» **Aim of the exercise**: Filter this material down to the lines that contain the string "ticket", and return those lines.

• • • •

PR #663, opened 2022-06-23
Minor tweaks to the AARCH64 NEON path in asparse_reg.

FreddieWitherden:
Some ARM chips do not understand XOR as a zeroing idiom.  This avoids zeroing registers, avoiding the issue.


hfp:
Code now fails for ARM like on Jetson AGX (`LIBXSMM_AARCH64_INSTR_ASIMD_FNEG_V` -> `0x2ea0f80a`):

```
libxsmm_aarch64_instruction_asimd_compute: got 3 registers, but instruction has only 2: 0x2ea0f80a
```

PR #545, opened 2024-11-21
UHM-8236: Review Program Workflow Iniz Deployment

mogoodrich:
see: https://pihemr.atlassian.net/browse/UHM-8236


mseaton (approved):

constants.yml
```diff
@@ -434,6 +435,18 @@ programWorkflow:
   infantProgramEidTreatmentStatus:
     # this is referred to by UUID because both eid and infant programs have the workflow with the same concepts
     uuid: "29aba153-4f1e-4c28-bd36-0332b30fe4b5"
+  mchProgramTypeOfTreatment:
```
lnball, line 438: You want this in pihemr?  That's ok with me.

mogoodrich: Yeah, I think?  Just left a comment on the other ticket... we can try this and move if it doesn't work out.

PR #546, opened 2024-11-22
UHM-8282: Dispensing Form "Location of Prescription" Shows all Locations

mogoodrich:


lnball:
Sounds better @mogoodrich 

Could we  use “Dispensing Location” instead of “Login Location”?  Or will “Dispensing Locations” show non-HUM locations?

mogoodrich:
Thanks @lnball see my new comment on the ticket re: your question.

PR #549, opened 2024-12-05
I finish the form

Dutervil:
Please @lnball , have a look at this


configuration/pih/scripts/global/mch.js
```diff
@@ -27,11 +27,11 @@ function setUpEdd(currentEncounterDate, msgWeeks) {
       let yearMonthDay = lastPeriodDateValue.split('-');
       if (yearMonthDay.length == 3) {
         lastPeriodDate.setFullYear(yearMonthDay[0]);
-        lastPeriodDate.setMonth(+yearMonthDay[1] -1); // the month starts from 0 for January
+        lastPeriodDate.setMonth(+yearMonthDay[1] - 1); // the month starts from 0 for January
```
lnball, line 30: Does this break this?  Do you need this space?

configuration/pih/htmlforms/mentalHealth.xml
lnball, line 1: I suggest creating this file in the zl repo.  Do not change the one in openmrs-config-pihemr.  Same issue with the vitals.  It's possible that the vtials form is used by other countries.  (I think that Sierra Leone and Liberia have their own mental health form).

lnball (changes requested):
@Dutervil See my comments.

configuration/pih/scripts/global/mch.js
Dutervil: I did not touch this code

lnball: It's showing the line changed by you.  Just remove the extra space.

image

Dutervil: Sure . I will

PR #559, opened 2025-01-03
SL-816 Duplicate registrations caused by system error

dmdesimone:


configuration/pih/liquibase/sql/void_duplicate_registrations.sql
```diff
@@ -0,0 +1,158 @@
...
+	order by preferred desc, date_created desc limit 1)
+set t.address_level_1 = a.country,
+	t.address_level_2 = a.state_province,
+	t.address_level_3 = a.city_village,
+	t.address_level_4 = a.county_district ,
+	t.address_level_5 = a.address1;
+
+-- person attributes
+select person_attribute_type_id into @telephone from person_attribute_type where name = 'Telephone Number' ;
+select person_attribute_type_id into @motherName from person_attribute_type where name = 'First Name of Mother' ;
```
mogoodrich, line 64: Not a big deal, but do we connect these attributes in all our countries?  I guess if not just needs to be null-safe.

configuration/pih/liquibase/sql/void_duplicate_registrations.sql
```diff
@@ -0,0 +1,158 @@
...
+and d.telephone_number <=> p.telephone_number
+and d.address_level_1 <=> p.address_level_1
+and d.address_level_2 <=> p.address_level_2
+and d.address_level_3 <=> p.address_level_3
+and d.address_level_4 <=> p.address_level_4
+and d.address_level_5 <=> p.address_level_5
+and d.reg_location <=> p.reg_location
+and d.registration_date <=> p.registration_date
+and date(d.registration_entry_date) <=> date(p.registration_entry_date)
+and d.user_entered <=> p.user_entered;
```
mogoodrich, line 133: I'm probably missing this, but why do we have to do a comparison on all the fields again?  Doesn't the group part handle that?

configuration/pih/liquibase/sql/void_duplicate_registrations.sql
```diff
@@ -0,0 +1,158 @@
...
+-- do not have any encounters but where the other patients in that group have encounters (excluding registration)   
+DROP TEMPORARY TABLE IF EXISTS temp_dups_to_void;
+CREATE TEMPORARY TABLE  temp_dups_to_void
+select patient_id from temp_potential_dups d 
+where not exists
+ (select 1 from encounter e where  e.patient_id = d.patient_id and e.encounter_type <> @regEncounterType)
+and exists 
+ (select 1 from encounter e2 where e2.patient_id in
+ 	(select patient_id from temp_potential_dups_patient_ids d2 where d2.group_id = d.group_id)
+ 	and e2.encounter_type <> @regEncounterType
```
mogoodrich, line 149: I'm probably missing this, but do you need  to confirm that e2.patient is not equalt to e.patient?  Or I guess it's the fact that the two clauses can never be both true for the same patient?

mogoodrich (approved):
Had some questions, but generally LGTM! 

Also, feel free to assign this back to me and/or do a other ticket about looking into the root cause of the problem again.

configuration/pih/liquibase/sql/void_duplicate_registrations.sql
dmdesimone: Right - I made sure that things were null-safe.

configuration/pih/liquibase/sql/void_duplicate_registrations.sql
dmdesimone: This is the part that, once you identify all the duplicate rows without the patient_id, it joins these rows back to the original dataset (that HAS patient_id) so in order to join to the correct row, you need to make sure every field matches.  

I know there more straightforward ways to do it, but after lots of trial and error, by far the fastest way to do it is to group by all the fields you want to compare first.

configuration/pih/liquibase/sql/void_duplicate_registrations.sql
dmdesimone: right... I didn't think to do it because it would need to be a different patient for the two clauses to be true.  Shouldn't need it.

PR #569, opened 2025-01-28
SL-721 - Configure cause of death from sets in SL

mseaton:


mogoodrich (approved):
This is the new cause of death set we want to sue, replacing the cause of death question?

Looks good to me, but maybe we want to merge the Core Apps cause of death change first, confirm there are no regressions, and then update this and test again?

PR #583, opened 2025-02-27
UHM-8402: fix the calculation of the gestational age

cioan:
@mogoodrich , here is the fix for this function:
Screenshot 2025-02-27 at 10 53 53 AM


mogoodrich (approved):
LGTM!  (defer to others on what the exact definition of gestational age is)

PR #585, opened 2025-03-11
SL-859: Export an all patients list nightly and save offline

mogoodrich:


mseaton (commented):
Preumably the filenameBase is still something the renderer would use to influence the name of the file to be download, and we should keep this?

mogoodrich:
> Preumably the filenameBase is still something the renderer would use to influence the name of the file to be download, and we should keep this?

Fair.  I'm not sure if it actually does, but I'll keep these for now

PR #586, opened 2025-03-13
UHM-8404 - Set date of last menstruation to required but only if visible

mseaton:


configuration/pih/htmlforms/section-obgyn-initial.xml
```diff
@@ -544,13 +544,23 @@
...
+					}
+				});
+				return ( numErrors == 0 );
+			});
+
+			jq('#intake-or-followup').change(function() {
+				setRequiredIfVisible('knowing_period_question');
+			});
+			jq('#knowing_period_question').change(function() {
+				setRequiredIfVisible('knowing_period_question');
```
mogoodrich, line 560: Why do we run this method when these two things elements change?

configuration/pih/htmlforms/section-obgyn-initial.xml
```diff
@@ -544,13 +544,23 @@
...
 			});
-			return ( numErrors == 0 );
+			beforeSubmit.push(function() {
+				return setRequiredIfVisible('knowing_period_question');
```
mogoodrich, line 563: This is more like "validateAsRequiredIfVisible", correct? (admitedly a mouthful of name)

mogoodrich (approved):
I had some questions, but I'm probably just not understanding this fully.  :)

configuration/pih/htmlforms/section-obgyn-initial.xml
mseaton: Sure, I can rename this.

configuration/pih/htmlforms/section-obgyn-initial.xml
mogoodrich: Ah, I think i get it, in this case the method is just being used to display the "Required" text if needed? (hence setRequiredIfNeeded method name?)

mseaton: Yes, that is the main intent.  But it also returns a boolean indicating whether it is currently required and not completed, which allows the same method to be used in the `beforeSubmit` validations that prevent form submission

PR #587, opened 2025-03-14
UHM-8445 - Make perineal laceration section conditional

mseaton:


mogoodrich (approved):
Ah, I understand now @mseaton after seeing the code. This makes sense, and, yes, this is the correct way to fix this, I would say that the old code was "working as intended" from a HFE perspective.  :)

lnball:
It won't work inside a repeat tag but works with this?

PR #1496, opened 2015-11-29
Fix route helpers collision with asset helpers in view spec

sikachu:
This fixes the problem when calling a route helper method that has the same name as an asset helper method, such as `video_path` or `image_path`. This is done by re-including `Rails.application.routes.url_helpers` in the context of view specs.

Note that the implementation to include `url_helpers` has been taken from `lib/rspec/rails/example/feature_example_group.rb`.

---

The bug I found was that when I tried to do `video_path(@video)`, I would get `"/videos/#<Video:0x007ff92ad2aa48>"` returned instead of `"/videos/42"`. This is because the [asset helper](http://api.rubyonrails.org/classes/ActionView/Helpers/AssetUrlHelper.html#method-i-video_path) method was being called instead of routes helper.

By the way, I spent some time trying to write the failing unit spec instead of integration spec (using Cucumber) but couldn't get the example within the example to run. Please let me know if I should try again to rewrite it to be a unit spec, or if this is already okay.

### DIFF
--- a/lib/rspec/rails/example/view_example_group.rb
+++ b/lib/rspec/rails/example/view_example_group.rb
@@ -31,6 +31,16 @@ module RSpec
 
       # DSL exposed to view specs.
       module ExampleMethods
+        extend ActiveSupport::Concern
+
+        included do
+          include ::Rails.application.routes.url_helpers
+
+          if ::Rails.application.routes.respond_to?(:mounted_helpers)
+            include ::Rails.application.routes.mounted_helpers
+          end
+        end
+
         # @overload render
         # @overload render({:partial => path_to_file})
         # @overload render({:partial => path_to_file}, {... locals ...})
--- a/spec/rspec/rails/example/view_example_group_spec.rb
+++ b/spec/rspec/rails/example/view_example_group_spec.rb
@@ -90,6 +90,27 @@ module RSpec::Rails
       end
     end
 
+    describe "routes helpers collides with asset helpers" do
+      let(:view_spec) do
+        Class.new do
+          include ActionView::Helpers::AssetTagHelper
+          include ViewExampleGroup::ExampleMethods
+        end.new
+      end
+
+      let(:test_routes) do
+        ActionDispatch::Routing::RouteSet.new.tap do |routes|
+          routes.draw { resources :images }
+        end
+      end
+
+      it "uses routes helpers" do
+        allow(::Rails.application).to receive(:routes).and_return(test_routes)
+        expect(view_spec.image_path(double(:to_param => "42"))).
+          to eq "/images/42"
+      end
+    end
+
     describe "#render" do
       let(:view_spec) do
         Class.new do


lib/rspec/rails/example/view_example_group.rb
```diff
@@ -149,6 +149,22 @@ def _include_controller_helpers
 
         helper(*_default_helpers)
 
+        app = ::Rails.application
+        if app.respond_to?(:routes)
```
JonRowe: Is there a version of rails that doesn't respond to routes? We only do defensive programming like this if theres a version inconsistency, and even then it's often better to make it a specific to the version of Rails, and often better to conditionally define a method e.g.

```Ruby
included do
  ...
  setup_view_helpers
  ...
end

if ::Rails::VERSION < n
  def setup_view_helpers
    ...
  end
else
  def setup_view_helpers
    ...
  end
end
```

And this pretty much goes for all the if statements in this PR

features/view_specs/view_spec.feature
```diff
@@ -212,3 +212,24 @@ Feature: view spec
       """
     When I run `rspec spec/views`
     Then the examples should all pass
+
+  Scenario: path helpers should take precedence over asset helper
```
JonRowe: It would be better to write this as a unit spec as it's not applicable to our documentation really, also is this a breaking change in our behaviour? Some people may be relying on inverse behaviour already...

sikachu: > It would be better to write this as a unit spec as it's not applicable to our documentation really

I'd love some help to get this rewritten as unit test as well. I tried to do something like this in the spec and it doesn't work ...

```ruby
# in spec/rspec/rails/example/view_example_group_spec.rb
    describe "routes helpers collides with aset helpers" do
      it "prefers routes helper" do
        group = RSpec::Core::ExampleGroup.describe 'show.html.erb' do
          include ViewExampleGroup

          it "passes" do
            ### this never gets called
            puts "TESTING"
          end
        end

        group.run NullObject.new
      end
    end
```

Am I doing this right?

sikachu: > also is this a breaking change in our behaviour? Some people may be relying on inverse behaviour already...

I doubt it. This breaks the view test completely, as when you call `video_path` in the _view_ you get `/videos/42` (i.e. it correctly calls routes helper). This collision only occur in the view spec.

JonRowe: Yes but consider the case where someone is testing that an output matches an asset path

```
it "displays my video" do
  expect(view).to include video_path('my_asset')
end
```

lib/rspec/rails/example/view_example_group.rb
sikachu: To be honest, I was initially going with just doing a straight `Rails.applicaiton.routes.url_helpers`. However, then I saw [this code](https://github.com/rspec/rspec-rails/blob/b4c00c45cfeb4ba5be3aeef5fd2b4205f77c0a47/lib/rspec/rails/example/feature_example_group.rb#L13-L21) in `feature_example_group.rb` is doing this defensive coding, so I just copied and pasted it. I saw it was introduced in https://github.com/rspec/rspec-rails/commit/0fda98b77b43d785e095b6f525840f7d233d9a1d#diff-07cac43fac355c3ef9dac2caf3a08574R11 by @jnicklas and @alindeman, so maybe they will have some insight if it's necessary.

JonRowe: Try it without it, if the build passes its unnecessary.

features/view_specs/view_spec.feature
JonRowe: Take a look at how we check `params` / `template` etc is tested, but if you absolutely need to run a spec to test this then you need to check the `run_count` and check for failures, you can't rely on output it'll be swallowed by the null object.

sikachu: > Yes but consider the case where someone is testing that an output matches an asset path

In that case, that said someone would already have to use [`path_to_video`](http://api.rubyonrails.org/classes/ActionView/Helpers/AssetUrlHelper.html#method-i-path_to_video) method in their view becasue if they're calling `video_path` in their view file (while also having a route name `video`) it'll actually call the route helper instead of the asset helper. Otherwise, they are probably testing the wrong thing.

So, to recap: with `resources :videos` in your route file

* Behavior before this patch:
    * `video_path` in view -> route helper
    * `video_path` in view spec -> asset helper
* Behavior after this patch:
    * `video_path` in view -> route helper
    * `video_path` in view spec -> route helper

--- 

> if you absolutely need to run a spec to test this then you need to check the run_count and check for failures

Aha! So that's what it was for. I'll rewrite my test then.

samphippen:
@sikachu are you still interested in finishing up this PR? We'd love to see this merged.

sikachu:
@samphippen I will work on this this Friday. Sorry for the delay.

spec/rspec/rails/example/view_example_group_spec.rb
```diff
@@ -90,6 +90,21 @@ module ::ApplicationHelper; end
       end
     end
 
+    describe "routes helpers collides with aset helpers" do
+      it 'delegates to the controller' do
+        with_isolated_config do
+          ::Rails.application.routes.draw { resources :videos }
```
sikachu: I was playing around with this, tried to move this to `before` block to clean it up and spec just failed. I can look into this to make sure it was set back to whatever it was.

sikachu:
@samphippen I updated the code and test. This is ready for another look.

spec/rspec/rails/example/view_example_group_spec.rb
```diff
@@ -90,6 +90,27 @@ module ::ApplicationHelper; end
       end
     end
 
+    describe "routes helpers collides with asset helpers" do
+      it "uses routes helpers" do
+        with_isolated_config do
+          ::Rails.application.routes.draw { resources :images }
+          output = nil
+
+          RSpec::Core::ExampleGroup.describe "a view spec", :type => :view do
```
JonRowe: Rather than this, try to write this spec as below, where you create a class and include `ViewExampleGroup::ExampleMethods`.

spec/rspec/rails/example/view_example_group_spec.rb
```diff
@@ -90,6 +90,27 @@ module ::ApplicationHelper; end
...
+            before do
+              controller.assets_dir = "public"
+              allow(controller).to receive(:_routes).
+                and_return(::Rails.application.routes)
+            end
+
+            specify { output = image_path(double(:to_param => "42")) }
```
JonRowe: Rather than running a spec within a spec you can then instantiate the class from above and assert this directly

sikachu:
@JonRowe I've updated PR per your feedback. Do you mind give this another look?

JonRowe:
Thanks :)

• • • •

» **Answer box**:
mogoodrich: Yeah, I think?  Just left a comment on the other ticket... we can try this and move if it doesn't work out.
Thanks @lnball see my new comment on the ticket re: your question.
Also, feel free to assign this back to me and/or do a other ticket about looking into the root cause of the problem again.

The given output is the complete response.